START THE DATA

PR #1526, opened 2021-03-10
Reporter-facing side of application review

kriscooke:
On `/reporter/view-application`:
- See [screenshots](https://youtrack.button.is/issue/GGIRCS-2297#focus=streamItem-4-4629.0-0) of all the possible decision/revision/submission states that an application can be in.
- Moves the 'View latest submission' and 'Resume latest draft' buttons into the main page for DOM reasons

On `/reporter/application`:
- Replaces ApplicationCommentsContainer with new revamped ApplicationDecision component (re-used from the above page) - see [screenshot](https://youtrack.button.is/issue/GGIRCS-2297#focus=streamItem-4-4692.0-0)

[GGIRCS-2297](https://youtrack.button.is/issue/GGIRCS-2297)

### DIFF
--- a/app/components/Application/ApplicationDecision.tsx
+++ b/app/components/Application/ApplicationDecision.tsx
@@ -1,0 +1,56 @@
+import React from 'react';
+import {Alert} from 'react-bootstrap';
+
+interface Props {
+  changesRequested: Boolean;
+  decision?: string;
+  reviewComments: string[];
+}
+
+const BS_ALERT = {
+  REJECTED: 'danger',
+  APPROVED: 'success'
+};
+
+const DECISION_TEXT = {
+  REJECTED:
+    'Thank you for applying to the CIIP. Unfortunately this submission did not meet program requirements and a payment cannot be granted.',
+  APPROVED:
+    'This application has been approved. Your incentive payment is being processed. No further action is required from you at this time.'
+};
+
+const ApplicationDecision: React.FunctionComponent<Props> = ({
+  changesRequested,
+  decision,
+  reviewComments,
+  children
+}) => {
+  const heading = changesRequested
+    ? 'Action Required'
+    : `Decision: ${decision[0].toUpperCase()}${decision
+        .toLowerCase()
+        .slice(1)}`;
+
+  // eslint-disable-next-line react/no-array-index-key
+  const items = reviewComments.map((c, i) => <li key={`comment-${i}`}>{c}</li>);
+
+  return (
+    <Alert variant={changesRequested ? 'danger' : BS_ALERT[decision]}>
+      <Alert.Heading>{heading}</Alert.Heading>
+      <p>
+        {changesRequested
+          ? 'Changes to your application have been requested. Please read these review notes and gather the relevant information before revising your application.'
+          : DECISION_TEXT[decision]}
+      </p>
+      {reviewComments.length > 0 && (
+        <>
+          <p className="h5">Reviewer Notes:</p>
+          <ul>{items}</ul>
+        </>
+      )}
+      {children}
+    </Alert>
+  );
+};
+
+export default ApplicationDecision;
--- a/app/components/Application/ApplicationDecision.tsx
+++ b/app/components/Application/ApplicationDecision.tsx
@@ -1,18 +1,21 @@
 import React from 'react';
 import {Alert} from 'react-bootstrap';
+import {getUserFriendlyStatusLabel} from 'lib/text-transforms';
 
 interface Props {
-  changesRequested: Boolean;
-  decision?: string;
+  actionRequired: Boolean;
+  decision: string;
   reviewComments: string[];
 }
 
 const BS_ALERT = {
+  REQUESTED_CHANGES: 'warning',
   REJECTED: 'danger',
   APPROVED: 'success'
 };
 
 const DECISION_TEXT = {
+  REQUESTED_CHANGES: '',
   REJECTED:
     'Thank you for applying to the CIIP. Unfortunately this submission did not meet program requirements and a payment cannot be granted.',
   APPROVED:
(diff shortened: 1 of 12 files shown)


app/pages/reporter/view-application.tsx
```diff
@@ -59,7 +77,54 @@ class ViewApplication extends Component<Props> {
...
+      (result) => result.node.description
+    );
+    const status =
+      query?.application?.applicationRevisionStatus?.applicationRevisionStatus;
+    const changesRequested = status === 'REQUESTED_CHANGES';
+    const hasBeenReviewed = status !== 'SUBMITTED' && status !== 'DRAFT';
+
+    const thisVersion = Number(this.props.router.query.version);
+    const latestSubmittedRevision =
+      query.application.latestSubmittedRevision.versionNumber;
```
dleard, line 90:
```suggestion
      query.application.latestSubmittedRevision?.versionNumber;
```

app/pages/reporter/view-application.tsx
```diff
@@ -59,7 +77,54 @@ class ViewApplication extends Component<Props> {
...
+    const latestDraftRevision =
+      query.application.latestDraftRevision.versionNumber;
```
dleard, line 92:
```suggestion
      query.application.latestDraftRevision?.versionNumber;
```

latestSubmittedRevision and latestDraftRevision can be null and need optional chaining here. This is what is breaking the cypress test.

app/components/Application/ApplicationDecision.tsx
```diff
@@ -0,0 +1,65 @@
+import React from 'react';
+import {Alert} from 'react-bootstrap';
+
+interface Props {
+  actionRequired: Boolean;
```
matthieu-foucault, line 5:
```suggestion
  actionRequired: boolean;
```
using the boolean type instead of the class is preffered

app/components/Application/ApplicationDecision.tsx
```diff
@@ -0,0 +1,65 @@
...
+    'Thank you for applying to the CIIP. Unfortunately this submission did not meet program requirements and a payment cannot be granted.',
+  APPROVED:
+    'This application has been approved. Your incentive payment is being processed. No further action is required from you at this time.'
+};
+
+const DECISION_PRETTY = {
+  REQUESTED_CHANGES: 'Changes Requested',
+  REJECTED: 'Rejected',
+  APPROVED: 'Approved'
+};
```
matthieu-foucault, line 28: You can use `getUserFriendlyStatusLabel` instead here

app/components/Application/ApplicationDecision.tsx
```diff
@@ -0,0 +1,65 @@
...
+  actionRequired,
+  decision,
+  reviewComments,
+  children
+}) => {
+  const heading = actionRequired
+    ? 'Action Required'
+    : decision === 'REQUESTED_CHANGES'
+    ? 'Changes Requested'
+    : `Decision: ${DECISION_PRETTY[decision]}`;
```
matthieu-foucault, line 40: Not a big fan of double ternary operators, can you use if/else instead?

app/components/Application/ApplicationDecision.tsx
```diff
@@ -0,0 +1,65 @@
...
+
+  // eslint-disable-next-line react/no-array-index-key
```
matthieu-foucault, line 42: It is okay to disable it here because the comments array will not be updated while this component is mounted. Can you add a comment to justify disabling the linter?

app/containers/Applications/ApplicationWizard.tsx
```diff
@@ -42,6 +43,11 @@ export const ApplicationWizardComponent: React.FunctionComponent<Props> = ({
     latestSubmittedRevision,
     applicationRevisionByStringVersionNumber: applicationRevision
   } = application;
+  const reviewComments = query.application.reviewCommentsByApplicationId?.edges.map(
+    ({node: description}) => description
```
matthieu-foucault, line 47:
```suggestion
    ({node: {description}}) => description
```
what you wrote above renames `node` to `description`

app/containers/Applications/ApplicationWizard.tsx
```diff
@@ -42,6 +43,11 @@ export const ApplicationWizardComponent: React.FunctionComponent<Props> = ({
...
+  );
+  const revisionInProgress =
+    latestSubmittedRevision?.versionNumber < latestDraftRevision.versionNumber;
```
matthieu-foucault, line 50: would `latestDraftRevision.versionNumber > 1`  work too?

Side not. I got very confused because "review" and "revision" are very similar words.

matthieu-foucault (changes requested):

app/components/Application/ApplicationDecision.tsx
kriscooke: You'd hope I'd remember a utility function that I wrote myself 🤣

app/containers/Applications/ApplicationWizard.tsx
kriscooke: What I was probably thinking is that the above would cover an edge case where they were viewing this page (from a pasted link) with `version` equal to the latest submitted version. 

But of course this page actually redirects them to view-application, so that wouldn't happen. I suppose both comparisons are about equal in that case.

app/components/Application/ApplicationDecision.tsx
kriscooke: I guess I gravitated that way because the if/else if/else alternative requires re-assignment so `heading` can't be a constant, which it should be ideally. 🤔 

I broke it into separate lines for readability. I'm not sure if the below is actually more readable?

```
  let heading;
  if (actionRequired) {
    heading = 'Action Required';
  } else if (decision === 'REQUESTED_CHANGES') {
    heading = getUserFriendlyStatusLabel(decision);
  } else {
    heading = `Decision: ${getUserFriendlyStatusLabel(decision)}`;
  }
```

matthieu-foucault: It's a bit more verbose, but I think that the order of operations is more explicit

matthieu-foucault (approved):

END THE DATA
START THE DATA

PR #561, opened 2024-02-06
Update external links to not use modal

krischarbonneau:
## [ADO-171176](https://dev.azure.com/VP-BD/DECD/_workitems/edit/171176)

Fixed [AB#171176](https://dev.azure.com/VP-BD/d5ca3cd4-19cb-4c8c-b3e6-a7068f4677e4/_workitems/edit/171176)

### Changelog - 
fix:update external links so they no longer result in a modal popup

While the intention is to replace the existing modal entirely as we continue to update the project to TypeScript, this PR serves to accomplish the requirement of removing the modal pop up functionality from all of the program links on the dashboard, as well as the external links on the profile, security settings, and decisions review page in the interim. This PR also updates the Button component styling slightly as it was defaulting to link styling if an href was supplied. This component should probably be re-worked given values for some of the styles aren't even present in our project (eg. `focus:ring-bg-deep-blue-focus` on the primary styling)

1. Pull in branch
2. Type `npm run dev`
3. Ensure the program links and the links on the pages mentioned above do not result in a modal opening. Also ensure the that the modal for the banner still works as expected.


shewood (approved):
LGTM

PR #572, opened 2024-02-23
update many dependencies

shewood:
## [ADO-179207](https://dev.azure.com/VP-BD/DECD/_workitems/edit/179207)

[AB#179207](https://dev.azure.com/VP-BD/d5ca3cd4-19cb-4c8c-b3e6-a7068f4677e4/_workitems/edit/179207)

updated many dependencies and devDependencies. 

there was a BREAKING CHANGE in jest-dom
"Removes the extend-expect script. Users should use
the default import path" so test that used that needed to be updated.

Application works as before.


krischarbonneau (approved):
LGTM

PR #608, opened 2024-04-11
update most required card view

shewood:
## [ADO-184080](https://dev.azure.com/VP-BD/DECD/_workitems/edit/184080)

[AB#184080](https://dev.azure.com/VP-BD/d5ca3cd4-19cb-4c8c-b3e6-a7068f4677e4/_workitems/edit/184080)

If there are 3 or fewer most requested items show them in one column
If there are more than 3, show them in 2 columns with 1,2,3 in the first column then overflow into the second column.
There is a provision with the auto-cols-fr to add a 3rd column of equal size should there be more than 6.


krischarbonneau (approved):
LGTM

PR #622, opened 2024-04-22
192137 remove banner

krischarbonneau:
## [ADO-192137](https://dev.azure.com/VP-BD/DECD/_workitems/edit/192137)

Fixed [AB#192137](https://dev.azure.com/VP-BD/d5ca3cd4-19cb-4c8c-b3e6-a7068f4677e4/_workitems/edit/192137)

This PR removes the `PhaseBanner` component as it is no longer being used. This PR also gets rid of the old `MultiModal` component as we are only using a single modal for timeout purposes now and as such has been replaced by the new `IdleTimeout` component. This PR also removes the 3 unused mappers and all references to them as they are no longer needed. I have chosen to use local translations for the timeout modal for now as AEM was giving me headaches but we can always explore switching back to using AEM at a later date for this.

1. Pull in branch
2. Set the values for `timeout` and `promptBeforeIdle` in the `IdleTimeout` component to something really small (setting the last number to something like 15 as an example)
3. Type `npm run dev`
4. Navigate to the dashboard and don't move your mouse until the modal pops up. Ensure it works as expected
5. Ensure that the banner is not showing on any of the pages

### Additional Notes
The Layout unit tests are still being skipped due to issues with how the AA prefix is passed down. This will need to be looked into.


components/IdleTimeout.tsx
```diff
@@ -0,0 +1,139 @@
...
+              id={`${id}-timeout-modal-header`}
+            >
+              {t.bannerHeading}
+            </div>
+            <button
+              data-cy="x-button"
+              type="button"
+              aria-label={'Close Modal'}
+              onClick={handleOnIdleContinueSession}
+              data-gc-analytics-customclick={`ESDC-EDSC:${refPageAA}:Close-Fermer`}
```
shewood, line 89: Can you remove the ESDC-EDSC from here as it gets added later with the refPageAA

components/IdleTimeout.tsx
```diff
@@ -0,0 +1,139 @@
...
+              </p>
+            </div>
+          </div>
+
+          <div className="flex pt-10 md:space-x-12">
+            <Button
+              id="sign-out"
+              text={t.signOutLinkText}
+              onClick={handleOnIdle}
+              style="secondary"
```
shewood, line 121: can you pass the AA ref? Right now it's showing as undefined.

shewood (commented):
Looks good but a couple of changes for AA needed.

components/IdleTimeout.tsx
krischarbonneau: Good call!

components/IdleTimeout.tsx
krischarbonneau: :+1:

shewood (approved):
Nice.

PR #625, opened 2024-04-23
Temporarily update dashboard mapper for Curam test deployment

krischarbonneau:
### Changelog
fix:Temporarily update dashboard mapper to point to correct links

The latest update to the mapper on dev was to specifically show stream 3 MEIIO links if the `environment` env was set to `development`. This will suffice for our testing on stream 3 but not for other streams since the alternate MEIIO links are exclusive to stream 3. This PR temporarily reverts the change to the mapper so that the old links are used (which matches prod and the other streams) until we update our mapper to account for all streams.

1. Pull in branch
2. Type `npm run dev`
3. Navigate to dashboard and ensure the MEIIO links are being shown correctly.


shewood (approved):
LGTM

END THE DATA

* BRIEF:
How many lines in the records above hold the string "because"? Only the number is wanted.

* OUTPUT BELOW:
3